Furthermore, the claims of a patent for an NGT-1 must specify that they do not cover plants obtained by essentially biological processes, a point already clarified by the Commission several years ago (OJ C 411, 8 November 2016, p. 3, Communication from the European Commission on certain articles of Directive 98/44/EC on the legal protection of biotechnological inventions).

In view of all this, plant breeders—who provide society with plant material adapted to extreme environmental conditions and have access to a range of elite plant material—should urgently engage in dialogue with scientists who are knowledgeable about NGTs and plant genetics, of whom there are many excellent examples in Spain, in order to obtain NGT-1 plants swiftly without relinquishing intellectual property rights, which will give them a strong position in a situation such as this, which is unprecedented.

It is worth noting that a patent offers a form of protection that grants broader rights than a plant variety right, as a single patent covers the genetic modifications of a group of varieties—at least all those belonging to the same species.

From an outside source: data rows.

PR #6655, opened 2026-08-19
Improve sendEmote api

TotallyNoCallum:
This PR deprecates the `GeyserConnection#sendEmote(GeyserPlayerEntity, String)` and replaces it with `GeyserConnection#sendEmote(AvatarEntity, String, boolean)`, which allows this to work with both Mannequin and Player entities, and also gives the option to silence the chat announcement

I wasn't able to test the new API method I added since I cant get publishToMavenLocal to work, but this does compile fine, and plugins using the (now) deprecated method still work

First actual PR, feel free to criticize

There is a few things im unsure of that might need changing before merging
for `GeyserEntityData.java`, I wasn't able to remove the old method since Geyser wouldn't compile if I did that, so I had to make a new method and redirect the old one to that. I also had to make a new method in `EntityData.java` which im not a fan of since its just useless rn
And also in `GeyserConnection.java`, not sure if I should say "avatar entity" or "player or mannequin entity" in the javadoc


api/src/main/java/org/geysermc/geyser/api/entity/EntityData.java
```diff
@@ -106,11 +107,17 @@ public interface EntityData {
...
-     * @deprecated Use {@link GeyserConnection#showEmote(GeyserPlayerEntity, String)} instead.
+     * @deprecated Use {@link GeyserConnection#showEmote(AvatarEntity, String, boolean)} instead.
      */
     @Deprecated(since = "2.9.3")
     void showEmote(GeyserPlayerEntity emoter, String emoteId);
 
+    /**
+     * @deprecated Use {@link GeyserConnection#showEmote(AvatarEntity, String, boolean)} instead.
+     */
+    @Deprecated
```
Novampr: I wouldn't add to this class at all, there's no need

Novampr (approved):
Generally seems good, would be happy to merge provided this was tested correctly (which I trust you have)

api/src/main/java/org/geysermc/geyser/api/entity/EntityData.java
TotallyNoCallum: Do you mean `@Deprecated` or the method as a whole?
if the method as a whole, I cant remove it since the api method is already being called in GeyserSession

Camotoy: I agree that keeping the method is fine; just add to the Javadocs what the old method defaults to in terms of silencing.

TotallyNoCallum:
So the gametests where the thing causing publishToMavenLocal to not work for me, disabled that temporarily and properly tested this PR with mannequins

Tho mannequin's name in emote chat announcements is completely blank, do we force the silent bool for mannequins or do we leave it like this?
image

TotallyNoCallum:
Decided to force silence the emote message if the entity name is blank
I think this PR is ready to be merged unless theres anything else you want me to change

core/src/main/java/org/geysermc/geyser/entity/GeyserEntityData.java
```diff
@@ -84,6 +86,11 @@ public GeyserEntityData(GeyserSession session) {
 
     @Override
     public void showEmote(@NonNull GeyserPlayerEntity emoter, @NonNull String emoteId) {
+        showEmote(emoter, emoteId, true);
+    }
```
darkcupid412, line 90: Might want to check GeyserSession#showEmote and the EntityData javadoc, since silent = false in both. Existing entities().showEmote() callers would go mute with this.

api/src/main/java/org/geysermc/geyser/api/connection/GeyserConnection.java
```diff
@@ -166,9 +166,21 @@ public interface GeyserConnection extends Connection, CommandSource {
...
     void showEmote(GeyserPlayerEntity emoter, String emoteId);
 
+    /**
+     * Displays a player or mannequin entity as emoting to this client.
+     *
+     * @param emoter the entity emoting.
+     * @param emoteId the emote ID to send to this client.
+     * @param silent whether to silence the emote chat announcement.
+     */
+    void showEmote(GeyserAvatarEntity emoter, String emoteId, boolean silent);
```
darkcupid412, line 184: Missing @since, same for the two new interfaces.

TotallyNoCallum: Sorted the 1st
for the 2nd, GeyserPlayerEntity never had a `@since` from what I see, where would I put it for the 2 entity interfaces?

darkcupid412: Ah, my bad then
Also that should be 2.11.1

There is a tendency to think that it is large companies that will secure this type of patent right and that they are the ones capable of hindering the development of other companies in the sector that are smaller and have fewer resources. However, the tools available to SMEs to address this possibility are precisely the same: the intellectual property rights they can themselves generate. This gives them access to an asset that may enable them to negotiate or obtain a compulsory licence. If a company does not hold a patent, it may find itself in a weaker negotiating position and be at the mercy of whether the requirements for proper and non-abusive exploitation set out in the aforementioned Regulation are met.

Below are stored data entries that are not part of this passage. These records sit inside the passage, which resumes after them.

PR #6664, opened 2026-08-22
Improve `manifest.json` search loop

### LINKED ISSUE #6663: Resource packs zipped on MacOS do not read properly
### Describe the bug

When putting a resource pack zipped on MacOS (although this could apply to other OSes as well), Geyser will fail to read them.

This code is the core of the issue:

This is a crucial moment to prepare for the inevitable change that is already underway. A huge influx of projects is expected, the results of which will lead to the granting of patents and plant variety rights; the priority date of these will be crucial in securing an advantageous position in the event of a clash of interests with competitors. This is not a minor issue, but a strategic priority for the business’s long-term competitiveness. The race started a while ago. The geostrategic importance of intellectual property rights relating to the food provided by plants is enormous. In the current climate, China could well come to hold a position of significant influence within global agri-food supply chains, without even growing any crops in Europe. Therefore, Europe cannot afford to delay this new phase of plant innovation any longer. The ability to generate, protect and commercially exploit industrial property assets relating to NGT-1 plants will be a decisive factor in competitiveness, technological autonomy and agri-food resilience in the coming years.